▸ PROBLEM REQUIREMENTS:
Each line below needs to be duplicated without alteration.

··· RECORD EXCERPTS ···

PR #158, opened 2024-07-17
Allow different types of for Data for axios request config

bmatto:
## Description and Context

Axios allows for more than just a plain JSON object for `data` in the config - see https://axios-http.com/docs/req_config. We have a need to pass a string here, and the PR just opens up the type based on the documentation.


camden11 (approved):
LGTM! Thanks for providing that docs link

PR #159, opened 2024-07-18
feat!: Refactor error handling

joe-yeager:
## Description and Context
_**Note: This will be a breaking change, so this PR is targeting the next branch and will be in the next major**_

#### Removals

···

▸ RESULT OF THIS EXERCISE:
PR #158, opened 2024-07-17
Allow different types of for Data for axios request config

bmatto:
## Description and Context

Axios allows for more than just a plain JSON object for `data` in the config - see https://axios-http.com/docs/req_config. We have a need to pass a string here, and the PR just opens up the type based on the documentation.


camden11 (approved):
LGTM! Thanks for providing that docs link

PR #159, opened 2024-07-18
feat!: Refactor error handling

joe-yeager:
## Description and Context
_**Note: This will be a breaking change, so this PR is targeting the next branch and will be in the next major**_

#### Removals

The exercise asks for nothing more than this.